Cada año en la tercera semana de septiembre los neoyorquinos ven con resignación como las medidas de seguridad se acentúan cerca de los grandes hoteles y las calles y avenidas próximas al edificio de Naciones Unidas se cortan para dejar paso a las comitivas de los poderosos. Llega la Asamblea General, el único foro en el que todos los mandatarios del mundo pueden encontrarse y hablar al mismo nivel, con el mismo tiempo asignado. Lamentablemente, ese único órgano deliberativo común a toda la humanidad se ha convertido en un verdadero diálogo de sordos. Cada cual vende su producto sin ningún ánimo de diálogo y mucho menos de debate y lo vende más para su propia opinión pública -con la ayuda inestimable de sus medios nacionales- que para discutir los grandes problemas comunes. El presidente de Estados Unidos suele presentar la política planetaria de la superpotencia con todos los asientos llenos. El resto de los discursos son seguidos con menor o mayor expectación según el poder y la influencia del que habla. Las delegaciones escuchan los discursos de los amigos y los enemigos y se ausentan cuando no hablan ni unos ni otros. De vez en cuando Chávez con su encendida retórica criolla anima el cotarro.

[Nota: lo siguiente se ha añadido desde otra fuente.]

PR #202, opened 2018-02-13
Support file attribution of license tag

otamachan:
Implement https://github.com/ros-infrastructure/rep/pull/157 .

Just for reference because the proposal is now under review.

### DIFF
--- a/src/catkin_pkg/package.py
+++ b/src/catkin_pkg/package.py
@@ -103,6 +103,7 @@ class Package(object):
                         slot.append(deepcopy(d))
             del kwargs['run_depends']
         self.filename = filename
+        self.licenses = [l if isinstance(l, License) else License(l) for l in self.licenses]
         # verify that no unknown keywords are passed
         unknown = set(kwargs.keys()).difference(self.__slots__)
         if unknown:
@@ -370,6 +371,14 @@ class Export(object):
         return txt
 
 
+# Subclassing ``str`` to keep backward compatibility.
+class License(str):
+    def __new__(cls, value, file_=None):
+        obj = str.__new__(cls, str(value))
+        obj.file = file_
+        return obj
+
+
 class Person(object):
     __slots__ = ['name', 'email']
 
@@ -553,7 +562,10 @@ def parse_package_string(data, filename=None, warnings=None):
     # at least one license
     licenses = _get_nodes(root, 'license')
     for node in licenses:
-        pkg.licenses.append(_get_node_value(node))
+        pkg.licenses.append(License(
+            _get_node_value(node),
+            _get_node_attr(node, 'file', default=None)
+        ))
 
     errors = []
     # dependencies and relationships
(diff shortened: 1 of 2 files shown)


src/catkin_pkg/package.py
```diff
@@ -370,6 +371,14 @@ def __str__(self):
         return txt
 
 
+# Subclassing ``str`` to keep backward compatibility.
+class License(str):
+    def __new__(cls, value, path=''):
```
dirk-thomas: The default value should be `None` in order to be distinguishable from an existing attribute with an empty string value.

src/catkin_pkg/package.py
```diff
@@ -370,6 +371,14 @@ def __str__(self):
...
+        obj = str.__new__(cls, str(value))
+        obj.path = path
```
dirk-thomas: I would suggest to use `file` rather then `path` to follow the naming in XML.

dirk-thomas:
Please also rebase your branch so that the PR becomes mergable.

src/catkin_pkg/package.py
otamachan: I will change the default value is None.

src/catkin_pkg/package.py
otamachan: ``file`` is a builtin function. But for this case, this will not cause a problem. I will use ``file`` instead of ``path`

dirk-thomas: I think the class member should `file` (so `obj.file = ...`). But since `file` is a builtin in Python the argument of the function should be `file_` (so `file_=None`).

otamachan: OK. Fixed.

src/catkin_pkg/package_templates.py
```diff
@@ -363,7 +365,10 @@ def create_package_xml(package_template, rosdistro, meta=False):
 
     licenses = []
     for plicense in package_template.licenses:
-        licenses.append('  <license>%s</license>\n' % plicense)
+        if package_template.package_format is not None and int(package_template.package_format) > 2:
+            licenses.append('  <license file="%s">%s</license>\n' % (plicense.file, plicense))
```
dirk-thomas: Does this result in generating an attribute with `file="None"`? If yes, this should skip the xml attribute in the case the value is None instead.

otamachan: Yes. So I will skip the generation of the attribution if the value is None.

But I think it's better to have this attribution for many licenses, I would like to generate an empty attribution by default.

So is it ok to change
from
```
        licenses = list(licenses or ["TODO"])
```
to
```
        licenses = list(licenses or [License("TODO", "")])
```
?
This might affect the ``bloom`` releasing(https://github.com/ros-infrastructure/bloom/pull/470/files#diff-9a801db47dfcf7ec0e97334dcb47b796R425)

dirk-thomas: I see you point that not having the attribute will likely result in many people not using it. The opposite downside is that an empty attribute isn't valid (according to the REP as well as the `bloom` logic you referenced). Therefore I don't think that is an option either.

otamachan: I will drop the commit(https://github.com/ros-infrastructure/catkin_pkg/pull/202/commits/104e6ceef352719e82285b4774a8b810347373bd)

dirk-thomas:
Thank you for working on this.

PR #203, opened 2018-02-14
Respect Git .mailmap file for generated changelog

KindDragon:


KindDragon:
https://git-scm.com/docs/git-log
```
%an: author name
%aN: author name (respecting .mailmap, see git-shortlog[1] or git-blame[1])
```

dirk-thomas:
Thank you for the patch.

PR #191, opened 2017-09-01
catkin_create_pkg use package.xml format 2

scpeters:
This is a work-in-progress to resolve #96. I tried updating it to match the new tags, but I haven't tested it yet.

PR #205, opened 2018-02-22
Replace run_depend

csukuangfj:
Replace run_depend with exec_depend described in http://docs.ros.org/jade/api/catkin/html/howto/format2/migrating_from_format_1.html


dirk-thomas:
Follow up of #191.

Thank you for the patch.

PR #209, opened 2018-03-22
InvalidPackage with package name

Nickolaim:
`parse_package_string()` raises `InvalidPackage` exception with the package name in the message.

This work is needed for [https://github.com/ros-infrastructure/rosdep/issues/598](https://github.com/ros-infrastructure/rosdep/issues/598)

### DIFF
--- a/src/catkin_pkg/package.py
+++ b/src/catkin_pkg/package.py
@@ -677,7 +677,7 @@ def _get_nodes(parent, tagname):
 def _get_node(parent, tagname, filename):
     nodes = _get_nodes(parent, tagname)
     if len(nodes) != 1:
-        raise InvalidPackage('The manifest must contain exactly one "%s" tags' % tagname, filename)
+        raise InvalidPackage('The manifest must contain exactly one "%s" tag' % tagname, filename)
     return nodes[0]
 
 
--- a/src/catkin_pkg/package.py
+++ b/src/catkin_pkg/package.py
@@ -470,11 +470,7 @@ def parse_package(path, warnings=None):
     :raises: :exc:`IOError`
     """
     xml, filename = _get_package_xml(path)
-    try:
-        return parse_package_string(xml, filename, warnings=warnings)
-    except InvalidPackage as e:
-        e.args = ['Invalid package manifest "{0}": {1}'.format(filename, e)]
-        raise
+    return parse_package_string(xml, filename, warnings=warnings)
 
 
 def _check_known_attributes(node, known):
@@ -486,6 +482,7 @@ def _check_known_attributes(node, known):
             return ['The "%s" tag must not have the following attributes: %s' % (node.tagName, ', '.join(unknown_attrs))]
     return []
 
+
 def parse_package_string(data, filename=None, warnings=None):
     """
     Parse package.xml string contents.
@@ -496,6 +493,14 @@ def parse_package_string(data, filename=None, warnings=None):
     :returns: return parsed :class:`Package`
     :raises: :exc:`InvalidPackage`
     """
+    try:
+        return _parse_package_string(data, filename=filename, warnings=warnings)
+    except InvalidPackage as e:
+        e.args = ('Invalid package manifest "{0}": {1}'.format(filename, e),)
+        raise
+
+
+def _parse_package_string(data, filename=None, warnings=None):
     try:
         root = dom.parseString(data)
     except Exception as ex:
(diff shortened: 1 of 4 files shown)


dirk-thomas:
Instead of embedding the filename into every error message (the current patch only does it in a few places) wouldn't it make more sense to store the filename as well as the list of errors in the `InvalidPackage` instance as members? Then the string representation can combine them in a standard way.

Nickolaim:
Yep, it makes sense, will do.  Please note that file name is not always available at the moment when the exception is raised, so the code for populating file name in some exception handlers will remain.
________________________________

src/catkin_pkg/package.py
```diff
@@ -421,7 +414,14 @@ def parse_package_for_distutils(path=None):
...
 
 class InvalidPackage(Exception):
-    pass
+    def __init__(self, msg, package_path=None):
+        self.msg = msg
+        self.package_path = package_path
+        Exception.__init__(self, self.msg)
+
+    def __str__(self):
+        result = '' if not self.package_path else 'Error(s) in package \'%s\':\n' % self.package_path
```
dirk-thomas: Please avoid escaping in the string. To using single quotes within the string use double quotes for the string itself:

```
"Error(s) in package '%s':\n"
```

src/catkin_pkg/package.py
```diff
@@ -503,22 +503,23 @@ def parse_package_string(data, filename=None, warnings=None):
     try:
         return _parse_package_string(data, filename=filename, warnings=warnings)
     except InvalidPackage as e:
-        e.args = ('Invalid package manifest "{0}": {1}'.format(filename, e),)
+        if not e.package_path:
+            e.package_path = filename
```
dirk-thomas: In which case would the raise exception not have a package path set?

test/test_package.py
```diff
@@ -261,6 +261,18 @@ def test_validate_package(self):
...
+    def test_invalid_package_exception(self):
+        try:
+            raise InvalidPackage('foo')
+        except InvalidPackage as e:
+            self.assertEqual('foo', str(e))
+            self.assertEqual(None, e.package_path)
+        try:
+            raise InvalidPackage('foo', package_path='\\bar')
+        except InvalidPackage as e:
+            self.assertEqual('Error(s) in package \'\\bar\':\nfoo', str(e))
```
dirk-thomas: Same here regarding escaping the quotes.

test/test_package.py
```diff
@@ -261,6 +261,18 @@ def test_validate_package(self):
...
             dep_type.remove(depend)
 
+    def test_invalid_package_exception(self):
+        try:
+            raise InvalidPackage('foo')
+        except InvalidPackage as e:
+            self.assertEqual('foo', str(e))
+            self.assertEqual(None, e.package_path)
+        try:
+            raise InvalidPackage('foo', package_path='\\bar')
```
dirk-thomas: Rather then using an escaped backslash I would suggest to using simpler like `/some/path` since it doesn't even have to exist.

src/catkin_pkg/package.py
Nickolaim: Fixed.

test/test_package.py
Nickolaim: Fixed.

test/test_package.py
Nickolaim: Fixed.

src/catkin_pkg/package.py
Nickolaim: [_get_node() and _get_optional_node()](https://github.com/Nickolaim/catkin_pkg/blob/f63344620230ce72d45d84ade2cbf09a299cf886/src/catkin_pkg/package.py#L686-L697) that e.g. called from [L#534](https://github.com/Nickolaim/catkin_pkg/blob/f63344620230ce72d45d84ade2cbf09a299cf886/src/catkin_pkg/package.py#L534) and [#L616](https://github.com/Nickolaim/catkin_pkg/blob/f63344620230ce72d45d84ade2cbf09a299cf886/src/catkin_pkg/package.py#L616)

test/test_package.py
Nickolaim: BTW maybe there is a way to have a flake8 check for cases like this, so human spend time on more important stuff.

dirk-thomas: In ROS 2 we have these kind of checks in place. Not for long existing ROS 1 packages though at the moment...

src/catkin_pkg/package.py
dirk-thomas: Can you update the patch to catch, update and raise the exception around those two calls. Then there is no reason for the handling here and `_parse_package_string` could be eliminated all together and the implementation can move back into `parse_package_string` directly.

Nickolaim: Done.

test/test_package.py
Nickolaim: I have PR #211  that at some level addresses this issue.  Happy to bring other checks from ament_flake8 later.  Don't want to do it all in one change - fixing a lot of flake8 issues is hard to review.

dirk-thomas:
Thank you for working on this.

PR #215, opened 2018-05-21
target newer Python versions

dirk-thomas:
Connect to ros/rosdistro#17903.


dirk-thomas:
While not actively testing for it we keep Python 3.2 in the Debian package until precise is being dropped.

Hace tres años la Asamblea vino precedida de una Cumbre Mundial. Lo más importante que salió de ella fue la aceptación del principio de la obligación de proteger. Sin embargo, quedaron en nada las promesas de hacer más eficaz los mecanismos de la ONU y, sobre todo, de reformar su estructura de poder, con una representación en el Consejo de Seguridad que recoja el peso creciente de las potencias emergentes. Este año, para evitar que cada cual coloque su disco rallado, la agenda de la Asamblea General recogía la revisión de los Objetivos del Milenio. De la reunión, en el mejor de los casos surgirá la renovación de un compromiso que ya parece imposible de cumplir en 2015, porque año tras año, los estados incumplen esos compromisos hipócritamente asumidos.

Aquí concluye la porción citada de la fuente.